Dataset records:
Segment Open
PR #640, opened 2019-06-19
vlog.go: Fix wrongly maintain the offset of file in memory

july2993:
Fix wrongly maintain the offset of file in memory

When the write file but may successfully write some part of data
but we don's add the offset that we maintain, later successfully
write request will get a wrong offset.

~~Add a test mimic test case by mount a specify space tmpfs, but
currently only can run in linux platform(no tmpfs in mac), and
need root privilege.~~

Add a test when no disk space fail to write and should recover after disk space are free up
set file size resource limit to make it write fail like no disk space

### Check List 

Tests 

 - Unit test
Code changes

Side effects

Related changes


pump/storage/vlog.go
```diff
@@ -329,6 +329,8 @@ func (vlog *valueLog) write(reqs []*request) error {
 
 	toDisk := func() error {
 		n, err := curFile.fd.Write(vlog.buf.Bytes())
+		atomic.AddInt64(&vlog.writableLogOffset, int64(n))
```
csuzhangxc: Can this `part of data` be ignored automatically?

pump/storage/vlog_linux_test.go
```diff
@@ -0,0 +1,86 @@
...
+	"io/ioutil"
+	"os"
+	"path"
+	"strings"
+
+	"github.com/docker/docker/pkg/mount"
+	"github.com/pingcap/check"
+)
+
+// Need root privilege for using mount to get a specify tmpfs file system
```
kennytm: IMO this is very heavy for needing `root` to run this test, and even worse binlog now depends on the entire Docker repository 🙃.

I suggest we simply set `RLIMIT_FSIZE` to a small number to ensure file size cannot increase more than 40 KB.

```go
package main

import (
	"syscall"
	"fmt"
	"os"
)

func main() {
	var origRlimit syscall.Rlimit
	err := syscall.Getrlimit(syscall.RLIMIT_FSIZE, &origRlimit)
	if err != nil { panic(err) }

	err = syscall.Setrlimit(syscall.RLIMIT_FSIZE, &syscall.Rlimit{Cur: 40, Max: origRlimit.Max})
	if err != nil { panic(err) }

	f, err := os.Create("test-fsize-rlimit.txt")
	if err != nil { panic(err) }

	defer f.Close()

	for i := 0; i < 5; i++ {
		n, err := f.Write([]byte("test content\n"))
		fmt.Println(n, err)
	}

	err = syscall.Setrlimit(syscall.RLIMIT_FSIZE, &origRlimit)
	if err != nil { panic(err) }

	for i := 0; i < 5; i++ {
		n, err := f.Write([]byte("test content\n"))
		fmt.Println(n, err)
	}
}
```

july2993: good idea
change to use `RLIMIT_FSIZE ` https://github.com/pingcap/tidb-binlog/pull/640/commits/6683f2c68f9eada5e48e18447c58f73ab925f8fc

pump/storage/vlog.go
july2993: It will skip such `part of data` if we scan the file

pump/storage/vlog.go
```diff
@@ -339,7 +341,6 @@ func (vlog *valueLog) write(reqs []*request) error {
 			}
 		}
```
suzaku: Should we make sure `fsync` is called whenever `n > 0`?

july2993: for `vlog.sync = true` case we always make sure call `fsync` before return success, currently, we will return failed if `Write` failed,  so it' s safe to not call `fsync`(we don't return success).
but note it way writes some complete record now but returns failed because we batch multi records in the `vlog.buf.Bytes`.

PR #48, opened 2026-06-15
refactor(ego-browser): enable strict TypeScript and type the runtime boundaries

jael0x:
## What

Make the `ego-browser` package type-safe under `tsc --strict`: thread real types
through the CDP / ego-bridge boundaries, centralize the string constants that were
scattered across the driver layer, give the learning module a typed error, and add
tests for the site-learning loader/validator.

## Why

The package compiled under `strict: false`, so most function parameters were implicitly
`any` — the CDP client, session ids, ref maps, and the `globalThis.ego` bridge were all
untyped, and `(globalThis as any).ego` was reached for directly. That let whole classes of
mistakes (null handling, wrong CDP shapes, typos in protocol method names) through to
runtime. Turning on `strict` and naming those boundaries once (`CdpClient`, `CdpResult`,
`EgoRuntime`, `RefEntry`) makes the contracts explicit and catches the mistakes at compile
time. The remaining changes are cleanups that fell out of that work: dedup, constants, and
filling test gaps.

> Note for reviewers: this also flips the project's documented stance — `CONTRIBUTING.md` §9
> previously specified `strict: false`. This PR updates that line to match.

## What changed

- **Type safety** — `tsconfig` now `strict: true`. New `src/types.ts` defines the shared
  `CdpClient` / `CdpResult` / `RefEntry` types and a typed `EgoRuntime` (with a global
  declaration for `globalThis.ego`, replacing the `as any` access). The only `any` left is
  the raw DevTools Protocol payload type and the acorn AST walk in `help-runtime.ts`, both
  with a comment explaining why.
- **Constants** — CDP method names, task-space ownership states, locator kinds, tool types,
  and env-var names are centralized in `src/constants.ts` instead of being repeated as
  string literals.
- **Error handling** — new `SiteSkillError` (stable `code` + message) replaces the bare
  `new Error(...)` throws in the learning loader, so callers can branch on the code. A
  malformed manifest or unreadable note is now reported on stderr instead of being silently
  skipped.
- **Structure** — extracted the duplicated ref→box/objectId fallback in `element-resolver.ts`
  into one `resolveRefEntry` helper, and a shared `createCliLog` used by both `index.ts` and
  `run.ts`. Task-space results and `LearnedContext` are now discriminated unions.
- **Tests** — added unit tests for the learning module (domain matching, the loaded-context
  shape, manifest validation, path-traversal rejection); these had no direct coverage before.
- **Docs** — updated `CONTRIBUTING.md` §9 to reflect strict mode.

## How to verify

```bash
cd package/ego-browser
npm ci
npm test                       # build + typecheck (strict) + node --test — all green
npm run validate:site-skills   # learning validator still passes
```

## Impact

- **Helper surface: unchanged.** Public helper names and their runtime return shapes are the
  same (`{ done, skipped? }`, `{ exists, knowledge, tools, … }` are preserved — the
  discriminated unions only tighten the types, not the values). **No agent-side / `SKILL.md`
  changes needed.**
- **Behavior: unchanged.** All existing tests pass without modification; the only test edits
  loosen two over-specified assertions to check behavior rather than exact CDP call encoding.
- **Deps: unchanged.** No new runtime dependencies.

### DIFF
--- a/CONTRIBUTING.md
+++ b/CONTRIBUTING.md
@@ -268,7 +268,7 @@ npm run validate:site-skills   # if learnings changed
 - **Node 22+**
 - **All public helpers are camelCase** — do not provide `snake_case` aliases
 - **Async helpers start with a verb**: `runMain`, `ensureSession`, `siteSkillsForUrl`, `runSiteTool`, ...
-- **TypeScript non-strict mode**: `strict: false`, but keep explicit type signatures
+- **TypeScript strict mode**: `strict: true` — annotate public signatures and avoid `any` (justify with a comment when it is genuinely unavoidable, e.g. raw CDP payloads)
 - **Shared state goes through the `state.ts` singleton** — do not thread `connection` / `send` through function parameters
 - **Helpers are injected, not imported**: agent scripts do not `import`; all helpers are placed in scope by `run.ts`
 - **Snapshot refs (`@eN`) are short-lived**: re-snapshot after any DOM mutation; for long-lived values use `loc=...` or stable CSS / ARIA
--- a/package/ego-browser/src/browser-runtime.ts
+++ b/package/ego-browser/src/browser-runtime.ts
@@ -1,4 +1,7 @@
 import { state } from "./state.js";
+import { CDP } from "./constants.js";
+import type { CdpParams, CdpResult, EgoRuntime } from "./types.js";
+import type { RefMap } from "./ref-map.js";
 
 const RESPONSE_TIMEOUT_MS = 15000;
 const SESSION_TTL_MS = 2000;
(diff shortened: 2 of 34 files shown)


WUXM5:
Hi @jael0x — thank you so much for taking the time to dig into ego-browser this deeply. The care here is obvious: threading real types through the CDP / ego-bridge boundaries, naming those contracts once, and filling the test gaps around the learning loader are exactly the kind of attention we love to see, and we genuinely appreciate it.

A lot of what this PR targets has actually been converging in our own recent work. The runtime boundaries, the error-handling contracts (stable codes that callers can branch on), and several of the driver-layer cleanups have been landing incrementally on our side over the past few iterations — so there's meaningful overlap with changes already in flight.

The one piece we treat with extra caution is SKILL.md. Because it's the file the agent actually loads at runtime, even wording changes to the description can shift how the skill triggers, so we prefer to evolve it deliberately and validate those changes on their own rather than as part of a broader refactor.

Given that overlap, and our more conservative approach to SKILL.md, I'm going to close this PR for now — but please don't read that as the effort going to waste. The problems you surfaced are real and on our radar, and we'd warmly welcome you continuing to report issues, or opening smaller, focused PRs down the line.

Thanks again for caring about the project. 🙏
Segment Closed
**Task brief**
All lines above from the line with "- **Deps: unchanged.**" through the line with "-- **TypeScript non-strict", both included, are to be set down exactly, with nothing else.

**Completed task**
- **Deps: unchanged.** No new runtime dependencies.

### DIFF
--- a/CONTRIBUTING.md
+++ b/CONTRIBUTING.md
@@ -268,7 +268,7 @@ npm run validate:site-skills   # if learnings changed
 - **Node 22+**
 - **All public helpers are camelCase** — do not provide `snake_case` aliases
 - **Async helpers start with a verb**: `runMain`, `ensureSession`, `siteSkillsForUrl`, `runSiteTool`, ...
-- **TypeScript non-strict mode**: `strict: false`, but keep explicit type signatures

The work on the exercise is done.